Doing a PhD would not be possible without the solid Donders-backbone: Arthur en Berend, wat jullie als directeuren bedrijfsvoering allemaal voor het DCCN deden en doen, het is moeilijk om allemaal voor te stellen. Dat jullie hierbij ook nog een luisterend oor bewaren voor de medewerkers en altijd open staan voor optimaliseringmogelijkheden is heel bijzonder. Dank jullie wel! Tildie, you’re the heroine of the DCCN. I really enjoyed talking about the feminist movement with you. Paul, every researcher and participant making use of the MRI lab is very lucky to have such an experienced, pragmatic and good spirited lab manager. It's been some time ago now that I sat downstairs to acquire my data but I still vividly remember your helpful attitude and your jokes that I (as a German hi hi) did not always immediately understand. I thank the technical group of the DCCN for making our lives as researchers easier, for your hands-on mentality for any technical problem that I encountered over the years and for being so approachable: Marek, Mike, Erik, Uriel, Rene, Jessica, Sabine, Hurng-Chun, and all the motivated trainees over the years for whom you have been very good role models. David, it was an honour to work with you on sustainable science. The scientific world needs more people like you who are willing to change the system from within. Femke, you really care about the life of the PhD candidates and you do amazing things in your limited time. It was a pleasure building the peer coaching program with you. Thank you, Sandra, Nicole and Ayse from the administration. Other organizations can learn something from your service-oriented attitude. Ayse, we moesten een soortgelijk lot ondergaan. Daarom begreep je me ook zo goed. Ik dank je van harte voor je medeleven en je steun. Je was oprecht geïnteresseerd in hoe het met me ging. Zelfs toen ik eigenlijk niemand wilde spreken rende je een keer

120 Acknowledgements achter me aan om te vragen hoe het ging en het deed goed om met je te praten. Niet alleen heb je een groot hart, je zegt gewoon wat je denkt. Hou dat alsjeblieft zo!

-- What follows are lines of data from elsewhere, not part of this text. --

PR #1413, opened 2023-06-13
fix: Support tensors and arrays for class_weight

ntw-au:
Avoids ambiguous truth value `ValueError` when the class_weight input parameter is either a PyTorch tensor or a NumPy array.

Repro follows—also fails with `np.array` instead `torch.tensor`, succeeds with Python sequence.

```
import torch
from torchgeo.trainers.segmentation import SemanticSegmentationTask

SemanticSegmentationTask(
    model='unet',
    backbone='resnet101',
    loss='ce',
    learning_rate=0.01,
    weights=None,
    class_weights=torch.tensor([0.25, 0.5, 0.25]),
    in_channels=1,
    num_classes=3,
    ignore_index=None
)
```

Expected:

```
<prints PyTorch model>
```

Actual:

```
  File "<path>/torchgeo/torchgeo/trainers/segmentation.py", line 171, in __init__
    self.config_task()
  File "<path>/torchgeo/torchgeo/trainers/segmentation.py", line 69, in config_task
    torch.FloatTensor(self.class_weights) if self.class_weights else None
ValueError: The truth value of an array with more than one element is ambiguous. Use a.any() or a.all()
```

### DIFF
--- a/tests/trainers/test_segmentation.py
+++ b/tests/trainers/test_segmentation.py
@@ -5,6 +5,7 @@ import os
 from pathlib import Path
 from typing import Any, cast
 
+import numpy as np
 import pytest
 import segmentation_models_pytorch as smp
 import timm
@@ -262,3 +263,23 @@ class TestSemanticSegmentationTask:
                 for param in model.model.segmentation_head.parameters()
             ]
         )
+
+    @pytest.mark.parametrize(
+        "class_weights", [torch.tensor([1, 2, 3]), np.array([1, 2, 3]), [1, 2, 3]]
+    )
+    def test_classweights_valid(
+        self, class_weights: Any, model_kwargs: dict[Any, Any]
+    ) -> None:
+        model_kwargs["class_weights"] = class_weights
+        sst = SemanticSegmentationTask(**model_kwargs)
+        assert isinstance(sst.loss.weight, torch.Tensor)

For my PhD job I supported the project “Structural transformations to achieve gender equality in science” I got in touch with the Donders Gender Steering Group. I worked with people who all wanted to make a difference. I thank all previous and current members for their efforts and for the nice collaboration: Judith, Harold, Joke, Inge, Arthur, Cerien, Maaike, Alan, Corina. Keep up the good work! Zheng, it was really nice to meet you and to set up the monthly “Women at the Donders” lunch meetings. Maybe somebody reads this and picks it up again since connecting people and sharing experiences is such ‘low hanging fruit’ and so important. I want to thank all board members of the Halkes Women Faculty Network. It was a pleasure to work with you and to organize events for the women researchers at Radboud University: Laura V., Laura B., Joke, Inge, Sandy, Janneke, Natasha, Veelasha, Francesca. Thanks to all previous, current and coming members who do important work.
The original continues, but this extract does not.